I write to respectfully but vehemently disagree with my colleague, Tom McKenna, in his recent letter to the editor regarding fees for court-appointed lawyers (Letters, Jan. 24). Mr. McKenna alleges that the vast majority of people are facing overwhelming evidence of their guilt, and that a court-appointed lawyer meets with him or her for only a couple of minutes to decide to plead guilty.
This is absolutely not what good lawyers do. Perhaps, Mr. McKenna’s experience underscores what the commonwealth is receiving in its grossly underfunded system.

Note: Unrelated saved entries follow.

PR #104, opened 2020-02-12
Vertex packing experiment.

castano:
This is an attempt at improving vertex position quantization by using an iterative least squares optimization procedure. This produces best results at high quantization settings, for example, packing positions in 8 or 10 bits per component. Regular meshes tend to produce much better results than organic ones. For example, in pirate.obj the improvements are minimal, but on teapot.obj I get fairly decent improvement in the mean square error:

non-uniform scale:
UNORM10:   0.00472621 -> 0.00450743  (92%)
UNORM8:    0.07289813 -> 0.06713689  (95%)

uniform scale:
UNORM10:   0.00799596 -> 0.00644280  (81%)
UNORM8:    0.12306081 -> 0.11552908  (94%)

Let me know if this looks interesting at all, or if you have suggestions for improvements. I'd be happy to clean it up for inclusion if you think it's valuable.

### DIFF
--- a/CMakeLists.txt
+++ b/CMakeLists.txt
@@ -26,6 +26,7 @@ set(SOURCES
     src/vcacheanalyzer.cpp
     src/vcacheoptimizer.cpp
     src/vertexcodec.cpp
+    src/vertexpacker.cpp
     src/vfetchanalyzer.cpp
     src/vfetchoptimizer.cpp
 )
--- a/demo/main.cpp
+++ b/demo/main.cpp
@@ -1024,12 +1024,92 @@ void process(const char* path)
 		processDeinterleaved(path);
 }
 
+void vertexPackingTest(const Mesh* mesh)
+{
+	const float* vertex_ptr = &mesh->vertices[0].px;
+	const size_t vertex_stride = sizeof(Vertex);
+	const size_t vertex_count = mesh->vertices.size();
+
+	float scale[3] = {1, 1, 1};
+	float offset[3] = {0, 0, 0};
+	float errors[2];
+
+	// Compare the error of packing the mesh vertex positions using:
+	printf("Vertex Packing Tests:\n");
+
+	// - Half float naive.
+	meshopt_evaluateHalfQuantizationError(vertex_ptr, vertex_stride, vertex_count, scale, offset, errors);
+	printf("Half Float naive:   %.8f, %.8f\n", errors[0], errors[1]);
+
+	// - Half float centered around the origin.
+	float minv[3], maxv[3];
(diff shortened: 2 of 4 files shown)


zeux:
Interesting! Just to make sure I understand this, this is finding the more optimal quantization scale/offset to minimize the error instead of simply relying on the bounding box - the maximum error is the same, but the average error could be reduced?

I'd need to look at what error reduction gains are possible here on some of the meshes I use in the test set and what the performance characteristics of the code are. Might be interesting for gltfpack.

castano:
Yes, that's the idea. There's not much room for error reduction, but why not pick a better offset/scale if there's one available?

The algorithm is linear in the number of vertices, and proportional to the number of iterations. I currently repeat it 3-6 times, but an obvious improvement would be to stop iterating when the error does not decrease anymore. This is also important to avoid increasing the error, which does happen in some cases.

It may also be interesting to weight the vertices based on the area of the triangles around them, or weight boundary vertices to minimize cracks.

Is your set of test meshes available anywhere?

zeux:
Linear in terms of vertex count is good, I wasn't sure if some more complex minimization with a super-linear complexity is taking place (didn't get a chance to look at the code).

I don't know if I can redistribute some of the meshes I use internally; one possibility is to integrate this to gltfpack as a test (you can plug this into `gltf/stream.cpp` to `prepareQuantizationPosition`, perhaps the easiest option is to concatenate all position streams into one and run the function on the result), and run it on glTF-Sample-Models repository (https://github.com/KhronosGroup/glTF-Sample-Models). You can run it in batch using something like `find ../glTF-Sample-Models/2.0/ -name *.gltf | xargs ./gltfpack -test`. I can do this myself as well in a few days.

Two things I'm mostly curious about:

- Does this help with higher bit count for quantization? gltfpack defaults to 14 position bits, I'd generally expect to use 12-16 per component. Of course sometimes lower bit count might be appropriate but that's pretty dependent on the content.

- Does this help with higher vertex count, or do vertices end up conflicting to the point where optimizing isn't worthwhile?

castano:
This is most useful at lower quantization settings. We used 8-10 bit quantization very aggressively for the mobile version of The Witness, but I guess that's becoming less and less common these days. It's certainly not very useful at 16 bits, and I haven't tried intermediate settings.

I think vertex count should not matter much, but if you are quantizing to the point where multiple adjacent vertices collapse into the same bucket, then this is not going to help much.

I'll integrate this into gltfpack when I get some time. I added the uniform scale mode precisely for that.

zeux:
I think it's unlikely that this experiment will become production-ready in the short term - gltfpack's quantization settings default to 14 position bits when this isn't as important. It's a great experiment but since neither of us have had a chance to look into this in the last year and a half I'll close this to avoid confusion.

Let me more accurately describe what a court-appointed lawyer would and should do in the undeniably guilty case that Mr. McKenna describes. First, the lawyer must pick up the paperwork at the courthouse. If the client is incarcerated, the attorney must visit that person wherever that person is being held. In this area, people are often held in jails up to 35 or 40 minutes away with limited visitation.
It is likely that, once arriving at the jail, one must wait for the inmate to be brought to the visiting area. If there is a problem with head count or interview rooms, this can take up to an hour or more. One must meet with the client and interview him to determine not only whether the commonwealth can prove its case, but if there are mitigating circumstances that ought to be brought to the attention of the court. It is the defense attorneys who often find placements for drug or alcohol treatment or mental health services. When the attorney makes it back to the office, there is often a phone call from a worried parent or spouse. …

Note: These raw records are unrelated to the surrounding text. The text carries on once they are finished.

PR #106, opened 2020-02-17
gltfpack: Implement vertex filters

zeux:
This change extends MESHOPT_compression extension with support for filters.

In general, it's expected that the attribute codec is given mostly non-redundant data as an input.
However, in glTF context, we're forced to work with the data that glTF specification expects - namely,
unit vectors for normal/tangent data, and unit quaternions for animation data.

These representations are not optimal from the compression point of view. This change introduces the
concept of filters - a post-processing function that runs after the vertex decoding has ran, and transforms the data into ready to use format.

Three filters are implemented here - Oct8 / Oct12 support unit vector storage by decoding octahedral normal vector representation, and Quat12 supports unit quaternion storage by decoding three-component vector and reconstructing the fourth vectors.

All three codecs come with WASM SIMD implementations; SSE2 path isn't implemented yet.

In terms of decompression performance, the implementation is very fast: on latest v8, oct8 runs at 2.02 GB/s, oct12 runs at 3.7 GB/s, quat12 runs at 2.5 GB/s - this is with a baseline vertex decoder running at 1.9 GB/s; timings are from i7-8700K.

Oct8 is selected as a high compression alternative to snorm8 normal/tangent storage; Oct12 is selected as a high precision alternative to snorm16 storage (which is overkill for most cases). Oct8 saves ~5-6 bits from each of normal/tangent compared to snorm8.

Quat12 is selected as a reasonably high precision alternative to snorm16 quaternion storage; due to reconstruction of largest component we achieve a suitably low decoding error of 0.003-0.004 degrees (snorm16 has an error of 0.001-0.002 degrees), and use ~half the bits.


zeux:
.js file before/after this change:

```
$ ls -la js/meshopt_decoder.js*
-rwxrwxrwx 1 zeux zeux 26604 Feb 16 22:20 js/meshopt_decoder.js
-rwxrwxrwx 1 zeux zeux  4823 Feb 16 22:20 js/meshopt_decoder.js.gz
```

=>

```
$ ls -la js/meshopt_decoder.js*
-rwxrwxrwx 1 zeux zeux 32553 Feb 16 21:35 js/meshopt_decoder.js
-rwxrwxrwx 1 zeux zeux  6092 Feb 16 21:35 js/meshopt_decoder.js.gz
```

The increase seems reasonable given the compression benefits.

Example before/after gltfpack sizes:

This is the bare minimum in a noncomplicated, absolutely guilty misdemeanor case. For the above effort, a court-appointed lawyer is paid $120. One can imagine the time and energy a good lawyer must put into a contested case, a case with many witnesses, experts, children or complicated legal issues.
This court-appointed lawyer must also pay for his or her own gas, malpractice insurance, health insurance, disability insurance, slip and fall in the office insurance, books, computers, secretaries, office supplies, retirement and continuing legal education, just to start.
Court-appointed lawyers are often the folks at the jails at nights and on weekends. I am proud of the court-appointed work that I do, even though it is not lucrative, because it is the very reason that I became a lawyer.
Style has every reason to shed light on this situation, because the system needs to eliminate the kind of lawyering that Mr. McKenna describes.